2.4. Wind Energy Conversion System Dynamics

● DWIG Electrical Dynamics

The DWIG has a squirrel cage rotor, the latter designed to be magnetically coupled to both the control and power windings of the stator, respectively. Regarding the stator windings, the number of CW pole pairs is three times the number of PW pole pairs, to eliminate the magnetic coupling between both windings, separating their influence on the generator torque [4]. In the experimental equipment under study, the pair of poles are p_cw = 3 and p_pw = 1, respectively (see windings details in Figure 4).

The aforementioned decoupling effect makes the DWIG work as two separate induction machines that share the same mechanical shaft.

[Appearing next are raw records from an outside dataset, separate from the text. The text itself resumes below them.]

PR #1806, opened 2017-10-31
Api level fix for asset language

### LINKED ISSUE #1670: MongoDB text search does not support Star Wars languages

kansi:
API-level fix for the MongoDB `language` issue targeting the v1.x series.

It doesn't change the schema of the transaction model. It just makes an aspect of the schema explicit which until now has been implicit, i.e. if the backend database is MongoDB, then there is a list of allowed values for "language".

Fixes #1670

### DIFF
--- a/docs/root/source/bft.md
+++ b/docs/root/source/bft.md
@@ -1,6 +1,8 @@
 # BigchainDB and Byzantine Fault Tolerance
 
-While BigchainDB is not currently [Byzantine fault tolerant (BFT)](https://en.wikipedia.org/wiki/Byzantine_fault_tolerance), we plan to offer it as an option.
-We anticipate that turning it on will cause a severe dropoff in performance. See [Issue #293](https://github.com/bigchaindb/bigchaindb/issues/293).
+While BigchainDB is not currently [Byzantine fault tolerant (BFT)](https://en.wikipedia.org/wiki/Byzantine_fault_tolerance), we plan to offer it as an option. 
+Update Nov 2017: we're actively working on this, the next release or two will likely have support. More details to come in blog form and github issues
+
+Related issue: [Issue #293](https://github.com/bigchaindb/bigchaindb/issues/293). We anticipate that turning on BFT will cause a dropoff in performance (for a gain in security).
 
 In the meantime, there are practical things that one can do to increase security (e.g. firewalls, key management, and access controls).
--- a/tests/README.md
+++ b/tests/README.md
@@ -105,17 +105,17 @@ $ docker-compose build
 First, start `RethinkDB` in the background:
 
 ```text
-$ docker-compose up -d rdb
+$ docker-compose -f docker-compose.rdb.yml up -d rdb
 ```
 
 then run the tests using:
 
 ```text
-$ docker-compose run --rm bdb-rdb py.test -v
+$ docker-compose -f docker-compose.rdb.yml run --rm bdb-rdb py.test -v
 ```
 
 to rebuild all the images (usually you only need to rebuild the `bdb` and
- `bdb-rdb` images).
+ `bdb-rdb` images). If that fails, then do `make clean-pyc` and try again.
 
 ## Automated Testing of All Pull Requests
 
--- a/tests/conftest.py
+++ b/tests/conftest.py
@@ -25,6 +25,15 @@ USER_PRIVATE_KEY = '8eJ8q9ZQpReWyQT5aFCiwtZ5wDZC4eDnCen88p3tQ6ie'
 USER_PUBLIC_KEY = 'JEAkEJqLbbgDRAtMm8YAjGp759Aq2qTn9eaEHUj2XePE'
 
 
+def pytest_runtest_setup(item):
+    if isinstance(item, item.Function):
+        if item.get_marker('skip_travis_rdb'):
+            if (os.getenv('TRAVIS_CI') == 'true' and
+                    os.getenv('BIGCHAINDB_DATABASE_BACKEND') == 'rethinkdb'):
+                pytest.skip(
+                    'Skip test during Travis CI build when using rethinkdb')
+
+
 def pytest_addoption(parser):
     from bigchaindb.backend.connection import BACKENDS
 
--- a/tests/integration/test_federation.py
+++ b/tests/integration/test_federation.py
@@ -97,6 +97,7 @@ def process_vote(steps, result=None):
 
 @pytest.mark.bdb
 @pytest.mark.genesis
+@pytest.mark.skip_travis_rdb
 def test_elect_valid(federation_3):
     [bx, (s0, s1, s2)] = federation_3
     tx = input_single_create(bx[0])
@@ -115,6 +116,7 @@ def test_elect_valid(federation_3):
 
 
 @pytest.mark.bdb
+@pytest.mark.skip_travis_rdb
 @pytest.mark.genesis
 def test_elect_invalid(federation_3):
     [bx, (s0, s1, s2)] = federation_3
@@ -135,6 +137,7 @@ def test_elect_invalid(federation_3):
 
 @pytest.mark.bdb
 @pytest.mark.genesis
+@pytest.mark.skip_travis_rdb
 def test_elect_sybill(federation_3):
     [bx, (s0, s1, s2)] = federation_3
     tx = input_single_create(bx[0])
--- a/tests/integration/test_integration.py
+++ b/tests/integration/test_integration.py
@@ -5,6 +5,7 @@ import pytest
 pytestmark = [pytest.mark.bdb, pytest.mark.usefixtures('processes')]
 
 
+@pytest.mark.skip_travis_rdb
 def test_double_create(b, user_pk):
     from bigchaindb.models import Transaction
     from bigchaindb.backend.query import count_blocks


bigchaindb/backend/schema.py
```diff
@@ -16,10 +16,14 @@
...
 import bigchaindb
 from bigchaindb.backend.connection import connect
+from bigchaindb.common.exceptions import ValidationError
 
 logger = logging.getLogger(__name__)
 
 TABLES = ('bigchain', 'backlog', 'votes', 'assets')
+VALID_LANGUAGES = ('danish' 'dutch' 'english' 'finnish' 'french' 'german'
+                   'hungarian' 'italian' 'norwegian' 'portuguese' 'romanian'
+                   'russian' 'spanish' 'swedish' 'turkish')
```
ttmc: Why are there no commas between these strings, similar to `TABLES`?

Also, according to https://docs.mongodb.com/manual/reference/text-search-languages/ , MongoDB text search also supports some two- and three-letter language codes such as `en`, `ara` and `zhs`.

bigchaindb/backend/schema.py
```diff
@@ -99,3 +103,21 @@ def init_database(connection=None, dbname=None):
     create_database(connection, dbname)
     create_tables(connection, dbname)
     create_indexes(connection, dbname)
+
+
+def validate_if_exists_asset_language(tx_body):
+    data = tx_body['asset'].get('data', {})
+
+    if data and 'language' in data:
```
ttmc: Maybe I shouldn't, but I always get concerned about relational operator precedence, such as whether `and` or `in` takes precedence. You could assuage that concern by putting `'language' in data` inside parentheses.

bigchaindb/backend/schema.py
```diff
@@ -99,3 +103,21 @@ def init_database(connection=None, dbname=None):
...
+
+        language = data.get('language')
+        backend = bigchaindb.config['database']['backend']
+
+        if backend == 'mongodb' and language not in VALID_LANGUAGES:
```
ttmc: Similar to my previous remark, I'd have much more peace of mind if this was written
```python
if (backend == 'mongodb') and (language not in VALID_LANGUAGES):
```

bigchaindb/backend/schema.py
```diff
@@ -21,9 +21,11 @@
...
 
 TABLES = ('bigchain', 'backlog', 'votes', 'assets')
-VALID_LANGUAGES = ('danish' 'dutch' 'english' 'finnish' 'french' 'german'
-                   'hungarian' 'italian' 'norwegian' 'portuguese' 'romanian'
-                   'russian' 'spanish' 'swedish' 'turkish')
+VALID_LANGUAGES = ('danish', 'dutch', 'english', 'finnish', 'french', 'german',
+                   'hungarian', 'italian', 'norwegian', 'portuguese', 'romanian',
+                   'russian', 'spanish', 'swedish', 'turkish',
+                   'da', 'nl', 'en', 'fi', 'fr', 'de', 'hu', 'it', 'nb', 'pt',
+                   'ro', 'ru', 'es', 'sv', 'tr')
```
ttmc: There are still some languages missing here: `ara`, `prs`, `pes`, `urd`, `zhs`, and `zht` (from https://docs.mongodb.com/manual/reference/text-search-languages/ ).

ttmc: `none` is also a valid value for language.

ttmc:
@kansi Do you think it would make sense to say something about the special "language" key/field in the docs about the asset model?

bigchaindb/backend/schema.py
ttmc: I wonder if the long-form versions of those other languages also works, e.g. `traditional chinese`

kansi:
@ttmc added the suggested changes. Regarding docs, I think we should update the asset model docs with a note which describes the benifits and issues of using `language` key in the asset data model.

ttmc:
@kansi I reloaded the page in GitHub but I'm not seeing support for the other "language" values I mentioned above:  https://github.com/bigchaindb/bigchaindb/pull/1806#pullrequestreview-73133273

Also, please make the suggested changes to the asset model docs _in this pull request_.

ttmc:
I have another question:  Will the "language" issue also be a problem for the value of "metadata" (which can also contain arbitrary JSON)? Or is it an issue that only arises when there's full-text search for the thing in question?

bigchaindb/backend/schema.py
```diff
@@ -99,3 +105,21 @@ def init_database(connection=None, dbname=None):
...
     create_tables(connection, dbname)
     create_indexes(connection, dbname)
+
+
+def validate_if_exists_asset_language(tx_body):
+    data = tx_body['asset'].get('data', {})
+
+    if data and ('language' in data):
+
+        language = data.get('language')
```
r-marques: This only checks the `language` is set in the top level document. With MongoDB the `language` can be overridden in embedded documents.

Something like:
```python
asset={'msg': {'language': 'hello'}}
```
will pass the check but will still fail when writing to mongodb.

kansi:
@ttmc @r-marques  I think I misunderstood when you pointed this issue earlier. I thought you were suggesting to include the 2 letter codes for languages. 
Nevertheless, before we add the remaining languages we have to consider the fact that some of the languages (`Arabic`, `Farsi`, `Urdu`, `Simplified Chinese`, and `Traditional Chinese`) seem to be only supported by the enterprise version. So, if we include all these in our set of valid languages and user doesn't use the enterpirse version of MongoDB but still specifies on langauages only supported in the enterprise version then we are again left with the same issue of invalid langauge. 

One way to solve this would be to just add a note in the docs regarding community and enterprise languages and warn the user.

Other way to solve this would be to make supported languages a part of the config and validate the `language` field from the config. Thereafter if the user decides to use a language from the enterprise version they can simply added it to the list of languages. But here  again we risk the user mispelling the language name which would again lead to the same issue.

A third way would be to only allow languages supported in the community version. This will limit the languages users can user but ensure that the language issue will never arise.

r-marques:
I think the easiest would be to only support languages that are in the community version.

ttmc:
Oh wow, I didn't notice the bit about some languages only being supported in the enterprise version of MongoDB. What a mess...

I agree with @r-marques --- let's just support the community version for now.

I think `"none"` is still a valid value for `"language"`, even in the community version.

kansi:
@r-marques We consulted with a member from the MongoDB team regarding whether the db has an API to list the supported lanaguages. They responsded that it may be introduced in the newer versions. So, till that time we would just support the community lanaguages?

kansi:
@ttmc The `metadata` object should not have any issue as it is not indexed.

kansi:
@ttmc Ok, So the community supported languages are the ones that you see in this commit. If will add `none` to this list and update the docs.

bigchaindb/backend/schema.py
ttmc: @kansi This comment remains unresolved.

bigchaindb/backend/schema.py
ttmc: Okay we decided to allow only those languages supported by MongoDB community edition (so not `ara` etc.).

`'none'` still needs to be added to the above.

kansi: Sure, I will add `'none'` to the list and update asset docs.

bigchaindb/backend/schema.py
kansi: @ttmc   @r-marques is right. we will need to interate over all the nested keys.

bigchaindb/backend/schema.py
```diff
@@ -99,3 +106,43 @@ def init_database(connection=None, dbname=None):
...
+
+
+def validate_if_exists_language(obj, key):
+    """Validate all nested "language" key in `obj`.
+
+       Args:
+           obj (dict): dictonary whose "language" key is to be validated.
+
+       Returns:
+           None: validation successfull
```
vrde: successfull → successful

bigchaindb/backend/schema.py
```diff
@@ -99,3 +106,43 @@ def init_database(connection=None, dbname=None):
...
+
+def validate_language(value):
+    """Check if `value` is a valid language
+       https://docs.mongodb.com/manual/reference/text-search-languages/
+
+        Args:
+            value (str): language to validated
+
+        Returns:
+            None: validation successfull
```
vrde: successfull → successful

bigchaindb/common/utils.py
```diff
@@ -97,6 +97,30 @@ def validate_all_keys(obj_name, obj, validation_fun):
...
+       using `validation_fun`
+
+        Args:
+            obj (dict): dictonary object.
+            key (str): key whose value is to be validated.
+            validation_fun (function): function used to validate the value
+            of `key`.
+
+        Returns:
+            None: indicates validation successfull
```
vrde: successfull → successful

bigchaindb/backend/schema.py
```diff
@@ -99,3 +106,43 @@ def init_database(connection=None, dbname=None):
...
+
+        Raises:
+            ValidationError: raises execption incase language is not valid.
+    """
+    if value not in VALID_LANGUAGES:
+        error_str = ('MongoDB does not support text search for the '
+                     'language "{}". If you do not understand this error '
+                     'message then please rename key/field "language" to '
+                     'something else like "lang".').format(value)
+        raise ValidationError(error_str) from ValueError()
```
vrde: the `raise ... from` idiom is used to raise a new exception keeping the context of another exception that already happened. I'm not sure the usage here is correct, I guess the correct line should be just a simple `raise ValidationError(error_str)`.

bigchaindb/common/utils.py
```diff
@@ -97,6 +97,30 @@ def validate_all_keys(obj_name, obj, validation_fun):
...
+
+        Raises:
+            ValidationError: `validation_fun` will raise this error on failure
+    """
+    for vkey, value in obj.items():
+        if vkey == key:
+            validation_fun(value)
+        elif type(value) is dict:
+            validate_all_value_for_key(value, key, validation_fun)
+    return
```
vrde: If you agree with the previous comment, then you can omit the `return` here.

bigchaindb/common/utils.py
vrde: This function doesn't provide to the caller any useful return value, what do you think about removing the `Returns` part? As an alternative idea, you can return `obj` on success.

bigchaindb/common/utils.py
```diff
@@ -97,6 +97,30 @@ def validate_all_keys(obj_name, obj, validation_fun):
...
+        Returns:
+            None: indicates validation successfull
+
+        Raises:
+            ValidationError: `validation_fun` will raise this error on failure
+    """
+    for vkey, value in obj.items():
+        if vkey == key:
+            validation_fun(value)
+        elif type(value) is dict:
```
vrde: I'd [suggest](https://stackoverflow.com/a/1549854/597097) using `isinstance(value, dict)`.

bigchaindb/backend/schema.py
```diff
@@ -99,3 +106,43 @@ def init_database(connection=None, dbname=None):
...
+       Returns:
+           None: validation successfull
+
+        Raises:
+            ValidationError: raises execption incase language is not valid.
+    """
+    backend = bigchaindb.config['database']['backend']
+
+    if backend == 'mongodb':
+        data = obj.get(key, {}) or {}
```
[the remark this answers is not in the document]
kansi: Incase the value of `key` is `None` i.e. `{key: None}` then the expression `obj.get(key, {})` will resolve to `None` so we need `or {}` to return `{}`

bigchaindb/common/utils.py
kansi: We can remove the `Returns` as its exactly correct. Furthermore, I think we could return `True` instead of `obj` because intutively a validation function should return `True` or `False`?

bigchaindb/common/utils.py
kansi: @vrde I think I will omit `return` as it makes the code a little more homogenous to rest of the code base.

bigchaindb/common/utils.py
```diff
@@ -92,9 +92,28 @@ def validate_all_keys(obj_name, obj, validation_fun):
...
             validate_all_keys(obj_name, value, validation_fun)
-    return
+
+
+def validate_all_value_for_key(obj, key, validation_fun):
+    """Validates value for all (nested) occurences of `key` in `obj`
+       using `validation_fun`
+
+        Args:
+            obj (dict): dictonary object.
```
vrde: dictonary → dictionary

bigchaindb/common/utils.py
```diff
@@ -92,9 +92,28 @@ def validate_all_keys(obj_name, obj, validation_fun):
     """
     for key, value in obj.items():
         validation_fun(obj_name, key)
-        if type(value) is dict:
+        if isinstance(value, dict):
             validate_all_keys(obj_name, value, validation_fun)
-    return
+
+
+def validate_all_value_for_key(obj, key, validation_fun):
```
vrde: `validate_all_value_for_key` → `validate_all_values_for_key` ?

bigchaindb/common/utils.py
```diff
@@ -92,9 +92,28 @@ def validate_all_keys(obj_name, obj, validation_fun):
...
+    """Validates value for all (nested) occurences of `key` in `obj`
```
vrde: Should be "Validate", I'm not sure we documented this but we prefer imperative sentences. See also [Good Python docstrings by example](http://blog.dolphm.com/pep257-good-python-docstrings-by-example/).

bigchaindb/common/utils.py
vrde: `validate_all_value_for_key` → `validate_all_values_for_key`?

bigchaindb/backend/schema.py
```diff
@@ -99,3 +106,43 @@ def init_database(connection=None, dbname=None):
     create_database(connection, dbname)
     create_tables(connection, dbname)
     create_indexes(connection, dbname)
+
+
+def validate_language_key(obj, key):
+    """Validate all nested "language" key in `obj`.
+
+       Args:
+           obj (dict): dictonary whose "language" key is to be validated.
```
vrde: dictonary → dictionary

bigchaindb/backend/schema.py
```diff
@@ -99,3 +106,43 @@ def init_database(connection=None, dbname=None):
...
+
+       Returns:
+           None: validation successful
+
+        Raises:
+            ValidationError: raises execption incase language is not valid.
```
vrde: execption → exception
incase → in case

bigchaindb/common/utils.py
kansi: sad to see myself making these mistakes !

bigchaindb/backend/schema.py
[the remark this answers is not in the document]
vrde: Good point. What if key points to something that is not `None` and it's not a `dict`, like `{key: 'foobar'}`?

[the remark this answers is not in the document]
ttmc: @kansi Since both @vrde and I asked about this, please add a comment line in the code to explain why the ` or {}` is there.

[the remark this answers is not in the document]
kansi: @vrde that is a good point. @ttmc @vrde I think we should do the following which will help us void the confusion,
```python
        data = obj.get(key, {})
        if isinstance(data, dict):
            validate_all_values_for_key(data, 'language', validate_language)
```
I think the above is much clearer and correctly handles cases @vrde pointed out.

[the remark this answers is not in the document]
ttmc: This does seem clearer.

vrde:
:clap: good job @kansi!

ttmc:
@sbellem already merged #1821 so this PR should use the same code for skipping those tests.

Consequently, the dynamic electrical model of the DWIG in the time domain, considering a dq synchronous reference frame (after applying the Park transformation to the model expressed in phase variables), can be written as ([11])

$$\{\begin{array}{c}{v}_{qds\_pw}=R_{s\_pw}{i}_{qds\_pw}+p_{pw}{\mathsf{\Omega }}_{s\_pw}{\lambda }_{dqs\_pw}+\frac{d{\lambda }_{qds\_pw}}{dt}\\ v_{qdr\_pw}=0=R_{r\_pw}{i}_{qdr\_pw}+p_{pw}\left({\mathsf{\Omega }}_{s\_pw}-\mathsf{\Omega }\right){\lambda }_{dqr\_pw}+\frac{d{\lambda }_{qdr\_pw}}{dt}\end{array}$$

(6)

$$\{\begin{array}{c}{v}_{qds\_cw}=R_{s\_cw}{i}_{qds\_cw}+p_{cw}{\mathsf{\Omega }}_{s\_cw}{\lambda }_{dqs\_cw}+\frac{d{\lambda }_{qds\_cw}}{dt}\\ v_{qdr\_cw}=0=R_{r\_cw}{i}_{qdr\_cw}+p_{cw}\left({\mathsf{\Omega }}_{s\_cw}-\mathsf{\Omega }\right){\lambda }_{dqr\_cw}+\frac{d{\lambda }_{qdr\_cw}}{dt}\end{array}$$

(7)

In Equations (6) and (7) R are winding resistances, where subscripts s and r refer to the stator and rotor side, while pw and cw refer to the PW and the CW. p are the pole pairs and λ is the magnetic flux. Ω is the shaft speed and Ω_s is the mechanical synchronous speed, defined for each winding as

$${\mathsf{\Omega }}_{s\_pw}=\frac{2\pi f_{pw} }{p_{pw}}, {\mathsf{\Omega }}_{s\_cw}=\frac{2\pi f_{cw} }{p_{cw}}$$

(8)

where f_pw and f_cw are the electrical frequency of the power supplies that feed each stator winding.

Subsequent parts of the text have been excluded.